## Exercise aim
Start with the first line of the data and end with the line that holds "1. The current"; write out each one exactly.

## Provided entries
BEGIN

PR #3523, opened 2021-05-10
Do not remove archive body class in post tag and cat archive

lucatume:
Issue: https://theeventscalendar.atlassian.net/browse/TEC-3846

This commit fixes an issue where our code would remove the `archive`
body class if the request is not for a taxonomy page.

To detect whether a request is for a taxonomy page or not, we would use
the `is_tax` template tag that is, though, not the correct way to do it.

The `is_tax` template tag will return `true` if:
1. The current request is for a **custom** taxonomy term page.

Since the post `tag` and `category` terms are **not** part of a custom
taxonomy, the call to `is_tax` would return `false` and we would
erroneously remove the `archive` body class in that case.

[Screencap](https://www.dropbox.com/s/n232jlb7dsvj49u/Screen%20Recording%202021-05-10%20at%2011.04.21.mov?dl=0)


tests/views_wpunit/Tribe/Events/Views/V2/Template_BootstrapTest.php
```diff
@@ -457,4 +457,88 @@ protected function setup_event_query() {
...
+	}
+
+	/**
+	 * It should correctly filter body classes for tax archives when using page template
+	 *
+	 * @test
+	 * @dataProvider page_template_tax_archive_body_classes_provider
+	 */
+	public function should_correctly_filter_body_classes_for_tax_archives_when_using_page_template
+	(
```
borkweb, line 532:
```suggestion
	public function should_correctly_filter_body_classes_for_tax_archives_when_using_page_template(
```

borkweb (approved):
The change looks good. Just a couple minor spacing things and this can be merged :dancers:

PR #3530, opened 2021-05-12
TEC-3890: Prevent to trigger `xhr` requests for hash changes.

mitogh:
Make sure hash changes on the URL are just to move the viewport to
the correct section of the page but on the same URL, for that
scenario we don't need to request a new request as the URL
didn't change.

Artifact: https://d.pr/v/5GeZUb
Ticket: TEC-3890

### DIFF
--- a/src/resources/js/views/manager.js
+++ b/src/resources/js/views/manager.js
@@ -30,7 +30,7 @@ tribe.events.views.manager = {};
  * @return {void}
  */
 ( function( $, _, obj ) {
-	const $window = $( window );
+	var $window = $( window );
 
 	/**
 	 * Selectors used for configuration and setup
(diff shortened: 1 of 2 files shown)


src/resources/js/views/manager.js
```diff
@@ -377,6 +377,11 @@ tribe.events.views.manager = {};
 		var url = target.location.href;
 		var $container = obj.getLastContainer();
 
+		// A pop state from a hash inside of the same URL has been trigger like #content  so no request is required.
+		if ( url && url.split( '#' ).length >= 2 ) {
```
paulmskim, line 381: 2 things here:

1. We can check whether a hash is empty or not by checking `target.location.hash`
2. This takes care of the cases when a url did not have a hash but now has a hash or when a url has a hash and the hash changed to something else. However, it does not address the situation where a url has a hash but now does not., in which case we should not trigger an ajax request either.

paulmskim (changes requested):

src/resources/js/views/manager.js
mitogh: 1. I wasn't aware of that property, so let's use that one instead.
2. I think that's a valid point let me take a look to see if we can put something for that use case.

borkweb (approved):
Nice changes :t-rex: :dash:

PR #3532, opened 2021-05-12
Fix Day View time separator time

lucatume:
Issue: https://theeventscalendar.atlassian.net/browse/TEC-3877

This fixes an issue where the Day View time separator HTML would use the
event start time, without consideration of the Event Timezone and of the
site timezone settings (Events > Settings > "Timezone Settings" >
"Timezone Mode".

The fix consists in using the already available
`$event->dates->display_date` object that will be set, depending on the
site timezone mode settings, to the correct date and timezone to use
when the event details require, as the name implies, displaying.

[Screencap](https://www.dropbox.com/s/h99d1bd3ajyc9cq/TEC-3867-self-qa-2.mov?dl=0)


borkweb (approved):
:dog2: :dash:

PR #3533, opened 2021-05-12
Check to ensure linked_post_types is an array

baden03:
Allows devs to completely remove the standard venu and organization cpts. Prevents Warning: array_keys() expects parameter 1 to be array, null given in Linked_Posts.php on line 67
Warning: Invalid argument supplied for foreach() in linked_Posts.php on line 72


lucatume:
Hi @baden03 ,

thanks for taking the time to open a PR.

I'm changing the branch to the current release one; the fix might not make it into the current release code, yet this will ensure it will get some attention.

lucatume:
PR merged, thanks again.

PR #3534, opened 2021-05-12
Fix single event iCalendar export

lucatume:
Issue: https://theeventscalendar.atlassian.net/browse/TEC-3886

Fix the single event export by taking into account the request for the
single event.

Before we would build the View directly on the `view` context location
return value, when looking at single events, that return value would be
`single-event` that, not resolving to any View, would default to the
current default View (usually List).

This fix specially handles the iCalendar export request coming from
single event to return that single event ID only.

[Screencap](https://www.dropbox.com/s/dktmrh3con0bl1z/TEC-3886-self-qa.mov?dl=0)


borkweb (approved):
:hotdog:

Issue #1107, opened 2016-12-13
preserveHeaderKeyCase not working for web incoming


mixxen:
The option ```preserveHeaderKeyCase``` works for web outgoing only

mixxen:
@pachirel I think you are the author of ```preserveHeaderKeyCase```. Could you take a look at this issue and pull request?

pachirel:
@mixxen thanks for your PR! I left my comments in the PR 👍

PR #1108, opened 2016-12-13
Preserve header case for incoming requests.

mixxen:
#1107

### DIFF
--- a/lib/http-proxy/common.js
+++ b/lib/http-proxy/common.js
@@ -25,7 +25,7 @@ common.isSSL = isSSL;
  * @param {Object} Options Config object passed to the proxy
  * @param {ClientRequest} Req Request Object
  * @param {String} Forward String to select forward or target
- * 
+ * 
  * @return {Object} Outgoing Object with all required properties set
  *
  * @api private
@@ -41,7 +41,24 @@ common.setupOutgoing = function(outgoing, options, req, forward) {
   );
 
   outgoing.method = req.method;
-  outgoing.headers = extend({}, req.headers);
+
+  var connectionHeaderName = 'connection';
+  var hostHeaderName = 'host';
+  if (options.preserveHeaderKeyCase && req.rawHeaders != undefined) {
+    var rawHeaders = {};
+    for (var i = 0; i < req.rawHeaders.length - 1; i += 2) {
+      var key = req.rawHeaders[i];
+      rawHeaders[key] = req.rawHeaders[i + 1];
+
+      if(key.toLowerCase() === connectionHeaderName)
+        connectionHeaderName = key;
+      else if(key.toLowerCase() === hostHeaderName)
+        hostHeaderName = key;
+    }
+    outgoing.headers = extend({}, rawHeaders);
+  }  else {
+    outgoing.headers = extend({}, req.headers);
+  }
 
   if (options.headers){
     extend(outgoing.headers, options.headers);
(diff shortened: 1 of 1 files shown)


lib/http-proxy/common.js
```diff
@@ -41,7 +41,24 @@ common.setupOutgoing = function(outgoing, options, req, forward) {
...
   outgoing.method = req.method;
-  outgoing.headers = extend({}, req.headers);
+
+  var connectionHeaderName = 'connection';
+  var hostHeaderName = 'host';
+  if (options.preserveHeaderKeyCase && req.rawHeaders != undefined) {
+    var rawHeaders = {};
+    for (var i = 0; i < req.rawHeaders.length - 1; i += 2) {
+      var key = req.rawHeaders[i];
+      rawHeaders[key] = req.rawHeaders[i + 1];
```
pachirel: Learning from #1104, I prefer to use `req.headers[key]` instead.
I don't check the case of incoming, though.

pachirel:
I'm welcome this PR, because I didn't care about incoming request.
But I'm not a maintainer, please take their review ;)

IMO, Existing specs seems not to cover additional behavior. Would you please add specs?

honzajavorek:
I think we've just bumped into some problems related to this. Is there a way we can help to get this merged and released?

jarrodek:
It's worth to mention that the http message spec describes headers as a case insensitive. Therefore clients/servers that relays on headers cases sensitivity are  not complying with the spec and should not be expected to work properly.
Developers shouldn't get used to bad practices (especially if something is against the spec) and therefore this PR shouldn't be accepted.
That's only my opinion.

mixxen:
@jarrodek The issue here is dealing with 3rd party software or legacy software that does not adhere to the spec and we have no control over.

honzajavorek:
The same with us. I think node-http-proxy preserving case of header names would be something similar to "be benevolent in what you accept and strict about what you produce". I totally agree it's ridiculous some software is HTTP header name case-sensitive, but software is made by humans and humans make mistakes.

This is very simple change node-http-proxy can do and it even actually makes sort of sense - IMHO the proxy should pass things "as is" to be as unnoticeable as possible, unless it really needs to touch them and modify them for some purpose.

jarrodek:
I totally agree with @honzajavorek The proxy should be totally transparent for passing data and not alter them. In this case, however, it doesn't actually changes the data. If anything, that's the problem of Node's Request object and not the proxy. This PR actually introduce a behavior where data are altered by the proxy. This PR should be sent to Node because that's the source of the problem and not this module.

mrichmond:
Just ran into this problem where for whatever reason the service I'm calling expects a header to be Mixed Case ('X-HTTP-Method-Override'). Even with the `preserveHeaderKeyCase: true` it looks like the header is being rewritten to ('x-http-method-override'). I'm able to work around this by rewriting the headers... but it's a pretty lame solution since I'd have to do it for each header and I may not now what the original case was. Why wouldn't it just leave the header casing alone in the first place??

`
const onProxyReq = (proxyReq, req) => {
  if (req.headers['x-http-method-override']) {
    proxyReq.setHeader('X-HTTP-Method-Override', req.headers['x-http-method-override']);
  }
};
`

ItsEcholot:
Just ran into this same issue as @mrichmond described... Why are headers rewritten to lower-case?

PR #1109, opened 2016-12-13
Update eventemitter3 to version 2.0.x

lpinca:
`node-http-proxy` is not affected by the only breaking change in version [2.0.0](https://github.com/primus/eventemitter3/releases/tag/2.0.0) so I think it makes sense to update as there are some nice performance improvements.


jcrugzz:
Thanks @lpinca

PR #1115, opened 2016-12-20
Update README.md: Inform users only to use target or forward, not both

chrisnew:
added hint to inform users not use use both target and forward


indexzero:
Agree that it's not as common, but it is prudent / necessary to use both of these in conjunction in several scenarios.

PR #1121, opened 2016-12-25
Improved formatting for some lines in README.md

ivannieto:
Corresponding to the explanations preceded by the '†' symbol. I had to re-read those lines when reading the doc, I think makes more reading-sense now.

Please review. Does not change the README itself.


ivannieto:
Forgot to pull before. I should remember Chuck's words... 😄 

Fixing now.

PR #1127, opened 2017-01-03
bugfix: handle toProxy option correctly

BernhardRode:
Handle toProxy option properly and get proxy settings from environment.

There is an option toProxy (true/false) for http-proxy. But it is never used afaiks.
This fix checks the option and uses the http/https proxy set in the environment variables.

Usage:
```
{
  "/api": {
    "target": "http://upstreamserver.net",
    "toProxy": true
  }
}
```

Sorry, for I had no time for unit tests (just needed a local hotfix ;) )... If you like the solution I could into this PR in more detail during the weekend.

### DIFF
--- a/lib/http-proxy/common.js
+++ b/lib/http-proxy/common.js
@@ -50,7 +50,7 @@ common.setupOutgoing = function(outgoing, options, req, forward) {
   if (options.auth) {
     outgoing.auth = options.auth;
   }
-  
+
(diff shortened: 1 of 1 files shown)


BernhardRode:
Created a feature brand for this PR.
See https://github.com/nodejitsu/node-http-proxy/pull/1128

END

## Result below
PR #3523, opened 2021-05-10
Do not remove archive body class in post tag and cat archive

lucatume:
Issue: https://theeventscalendar.atlassian.net/browse/TEC-3846

This commit fixes an issue where our code would remove the `archive`
body class if the request is not for a taxonomy page.

To detect whether a request is for a taxonomy page or not, we would use
the `is_tax` template tag that is, though, not the correct way to do it.

The `is_tax` template tag will return `true` if:
1. The current request is for a **custom** taxonomy term page.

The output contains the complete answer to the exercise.